I have csv file with 200k rows and 3 types of MAC address defined as:
My goal to stay only with colon-separated form.
So to convert -
to :
is not big deal:
mac = mac.replace("-", ":");
But how to convert ECE1A9312000
to EC:E1:A9:31:20:00
.
I thought to use regex but its too expensive to use groups for so many data (~80k).
Do I need to run over each char
and append :
like:
for(int i=0; i<mac.length(); i++){
ch = mac.charAt(i);
if(i % 2 == 0 && i != 0){
tmp += ':';
}
tmp += ch;
}
or there is more efficient way?
Thank you,
I threw together a totally unoptimized program based on your discarded regex approach and timed it. It completed in 650 ms (250 ms with warmup). The slowest part doesn't involve the regex, but String.format
. If we replace it with a straight StringBuilder
approach, the time drops to 40 ms.
public class Test {
static Pattern regex = Pattern.compile("(..)(..)(..)(..)(..)(..)");
public static void main(String[] args) {
final List<String> inMacs = new ArrayList<>(), outMacs = new ArrayList<>();
for (int i = 0; i < 80_000; i++) inMacs.add(mac());
final long start = System.nanoTime();
for (String mac : inMacs) {
final Matcher m = regex.matcher(mac);
m.matches();
outMacs.add(String.format("%s:%s:%s:%s:%s:%s",
m.group(1), m.group(2), m.group(3), m.group(4), m.group(5), m.group(6)));
}
System.out.println("Took " + (System.nanoTime() - start)/1_000_000 + " milliseconds");
final Iterator<String> it = outMacs.iterator();
for (int i = 0; i < 100; i++) System.out.println(it.next());
}
static Random rnd = new Random();
static String mac() {
final long mac = (long) (rnd.nextDouble()*(1L<<48));
return String.format("%012x", mac).toUpperCase();
}
}
If you are really looking for a fast solution, then avoid the regex and use a simple test to detect your MAC format:
static List<String> fixMacs(List<String> inMacs) {
final List<String> outMacs = new ArrayList<>(inMacs.size());
for (String mac : inMacs) outMacs.add(
mac.charAt(2) == '-'? mac.replace("-", ":")
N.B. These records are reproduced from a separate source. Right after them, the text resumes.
PR #813, opened 2024-08-29
[build] [deps] Bump ppxlib toolchain to 0.26.0.

ejgallego:
It is time to clean up this old compat setup once that #698 has been completed; old `ppx_import` is giving us too much trouble with `petanque`.

### DIFF
--- a/CHANGES.md
+++ b/CHANGES.md
@@ -1,3 +1,11 @@
+# unreleased
+------------
+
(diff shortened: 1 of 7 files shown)


ejgallego:
@Alizter , how can we bump the Nix version of `ppx_import` ?

Versions older than 1.11 are giving some trouble, and they are pretty hard to test due to very old toolchain, so I'm updating the lower bounds (anyways OCaml < 4.14 is not supported anymore, so we should drop it at some point)

PR #815, opened 2024-08-30
[ci] [windows] Try OPAM 2.2 for the Windows build

ejgallego:
PR works, however we will wait for new releases of dune / ocamfind before merging this.


ejgallego:
Incorporated in #890 as the we had to bump the setup-ocaml action anyways as v2 was broken.

PR #823, opened 2024-09-18
[goals] Allow `command` to process several Coq commands.

ejgallego:
This is a prototype extension.

Note the important change here in behavior here, but IMHO it is
needed: if the commands in `command` fail, we will now fail the
request.

I think in general we may allow some form of error recovery here, but
for now we just let clients recover.

It does seem that CoqPilot / Pytanque do need even a more powerful
interface, but this will allow the them to make some progress for nwo.

Thanks to CoqPilot devs for feedback on this.

### DIFF
--- a/CHANGES.md
+++ b/CHANGES.md
@@ -40,6 +40,12 @@
    support Coq's 8.21 `quickFix` data (@ejgallego, #840, #843, #845)
  - [petanque] Fix bug for detection of proof finished in deep stacks
    (@ejgallego, @gbdrt, #847)
+ - [goals request] allow multiple Coq sentences in `command`. This is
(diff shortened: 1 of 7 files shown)


ejgallego:
cc: @amblafont , note the two changes in goal pre-processing:
- we now admit more than one command
- if the command fails, the request will fail

AFAICT they should be backwards compatible with your use case.

We will provide a more advanced speculative execution API soon, however I don't think you need it.

ejgallego:
@gbdrt this is the PR implementing `run`, note how the code duplication goes away, and now the API is properly set in the `Fleche.Doc` module.

This way we can access the more fancy document processing stuff, like error recovery, from run finally!

PR #834, opened 2024-09-27
Utils.with_control use VernacControl (adapt to coq/coq#19517 adding a control flag)

SkySkimmer:


coq/utils.ml
```diff
@@ -45,47 +45,14 @@ let to_range ~lines (p : Loc.t) : Lang.Range.t =
...
-  | Vernacexpr.ControlFail ->
-    with_fail fn;
-    Vernacstate.Interp.invalidate_cache ();
-    Vernacstate.unfreeze_full_state st
-  | Vernacexpr.ControlSucceed ->
-    fn ();
-    Vernacstate.Interp.invalidate_cache ();
-    Vernacstate.unfreeze_full_state st
-  (* Unsupported by coq-lsp, maybe deprecate upstream *)
-  | Vernacexpr.ControlRedirect _ -> fn ()
```
SkySkimmer, line 88: Why is redirect unsupported? Should I filter them out before sending the control flags to VernacControl?

ejgallego: I guess no real reason, mainly because it is a kind of security hole, and indeed, you'd like the document manager or build system to be notified that a command is going to write a file.

But IMHO things are fine as they are, if people use `Redirect` in `coq-lsp` they will get files written in their FS, their choice I guess.

SkySkimmer:
This is backwards compatible AFAICT so please merge.

PR #839, opened 2024-09-28
[hover] Fix universe printing in hover.

### LINKED ISSUE #835: Unvierse levels displayed as de bruijin indices in hover
When hovering over a term with `Set Printing Universes`, we expect to see nicely named universe variables.
```coq
From Coq Require Import Prelude.
Set Printing Universes.
Set Universe Polymorphism.

Inductive foo : Type := bar : Type -> foo.

Print foo.
```

Here `Print` outputs the following:
```coq
Inductive foo@{u} : Type@{u+1} :=  bar : Type@{u} -> foo@{u}.
(* u |=  *)

Arguments bar _%type_scope
```
Which is reasonable. However hovering over `foo` outputs:
```coq
foo : Type@{Var(0)+1}
```
which is not very readable. Since `About` and `Print` are able to provide reasonable terms, it seems there is some configuration missing in the term printer.

ejgallego:
Our code was incomplete. The API here could be really improved Coq-side. About is too verbose for hover, hence our code. We could opt for the version in `prettyp.ml` tho.

Fixes #835

### DIFF
--- a/controller/rq_hover.ml
+++ b/controller/rq_hover.ml
@@ -12,10 +12,28 @@ let build_ind_type mip = Inductive.type_of_inductive mip
 
 type id_info =
   | Notation of Pp.t
-  | Def of (Pp.t * Names.Constant.t option * string option)
+  | Def of
+      { typ : Pp.t  (** type of the ide *)
+      ; params : Pp.t  (** params that need display next to the name *)
+      ; full_path : Names.Constant.t option
+            (** full path of the constant, if any, for example
+                [Stdlib.Lists.map] *)
+      ; file : string option  (** filename where the constant is located *)
+      }
 
-let info_of_ind env sigma ((sp, i) : Names.Ind.t) =
+let print_params env sigma params =
+  if CList.is_empty params then Pp.mt ()
+  else Pp.(spc () ++ Printer.pr_rel_context env sigma params ++ brk (1, 2))
+
+let info_of_ind env ((sp, i) : Names.Ind.t) =
+  let udecl = None in
   let mib = Environ.lookup_mind sp env in
+  let bl =
+    Printer.universe_binders_with_opt_names
+      (Declareops.inductive_polymorphic_context mib)
+      udecl
+  in
+  let sigma = Evd.from_ctx (UState.of_names bl) in
   let u =
     UVars.make_abstract_instance (Declareops.inductive_polymorphic_context mib)
   in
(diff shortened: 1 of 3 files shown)


Alizter:
How does the new version print?

controller/rq_hover.ml
```diff
@@ -128,10 +162,11 @@ let pp_file fmt = function
   | Some file -> Format.fprintf fmt " - **in file**: `%s`" file
 
 let pp_typ id = function
-  | Def (typ, cr, file) ->
+  | Def (typ, param, cr, file) ->
```
Alizter, line 165: Probably best to call this `sort_param` or something.

ejgallego:
```coq
foo@{u u0 u1} (M : Type@{u}) : Type@{u0} -> Type@{max(u,u1+1)}
```

controller/rq_hover.ml
```diff
@@ -12,10 +12,21 @@ let build_ind_type mip = Inductive.type_of_inductive mip
 
 type id_info =
   | Notation of Pp.t
-  | Def of (Pp.t * Names.Constant.t option * string option)
+  | Def of (Pp.t * Pp.t * Names.Constant.t option * string option)
```
Alizter, line 15: Might be a good idea to make this a record and give it some proper field names. It would make it easier to read and understand.

ejgallego: All the code here was mostly placeholder as to test hover and wasn't properly designed, however it seems we got stuck with it for a while, due to other priorities.

If you look at the code, it is indeed pretty horrible haha. The Coq API doesn't absolutely help tho.

Alizter: Yeah, we should really try to upstream some better API changes on the Coq side. I believe it isn't considered a priority due to the mostly internal nature.

Alizter (approved):
Seems like a fine patch for user experience, but the API could use a cleanup here and upstream.

controller/rq_hover.ml
```diff
@@ -12,10 +12,28 @@ let build_ind_type mip = Inductive.type_of_inductive mip
...
-  | Def of (Pp.t * Names.Constant.t option * string option)
-
-let info_of_ind env sigma ((sp, i) : Names.Ind.t) =
+  | Def of
+      { typ : Pp.t  (** type of the ide *)
+      ; params : Pp.t  (** params that need display next to the name *)
+      ; full_path : Names.Constant.t option
+            (** full path of the constant, if any, for example
+                [Stdlib.Lists.map] *)
+      ; file : string option  (** filename where the constant is located *)
```
Alizter, line 21: Do we have access to the location too? (The one goto definition uses). Not relevant for this PR, but it might be useful to include.

ejgallego: We could, but not sure line number is relevant here, the client can indeed issue the corresponding specific request for location.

: mac.charAt(2) != ':'? fixMac(mac)
: mac);
return outMacs;
}
static String fixMac(String inMac) {
final StringBuilder b = new StringBuilder(18);
for (int i = 0; i < inMac.length(); i++) {
b.append(inMac.charAt(i));
if (i%2 == 1 && i != inMac.length()-1) b.append(':');
}
return b.toString();
}
With this approach I measured just 8 ms for your 80,000 MACs.